● What you will do
The records below are to be repeated in full, exactly as they are.

---- Source data

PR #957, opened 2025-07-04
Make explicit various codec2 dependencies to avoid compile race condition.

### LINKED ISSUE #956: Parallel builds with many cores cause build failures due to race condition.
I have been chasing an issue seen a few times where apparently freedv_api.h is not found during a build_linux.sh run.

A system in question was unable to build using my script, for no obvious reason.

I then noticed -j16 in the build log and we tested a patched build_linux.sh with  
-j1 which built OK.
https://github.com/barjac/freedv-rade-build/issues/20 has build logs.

--------

● Answer to the exercise
PR #957, opened 2025-07-04
Make explicit various codec2 dependencies to avoid compile race condition.

### LINKED ISSUE #956: Parallel builds with many cores cause build failures due to race condition.
I have been chasing an issue seen a few times where apparently freedv_api.h is not found during a build_linux.sh run.

A system in question was unable to build using my script, for no obvious reason.

I then noticed -j16 in the build log and we tested a patched build_linux.sh with  
-j1 which built OK.
https://github.com/barjac/freedv-rade-build/issues/20 has build logs.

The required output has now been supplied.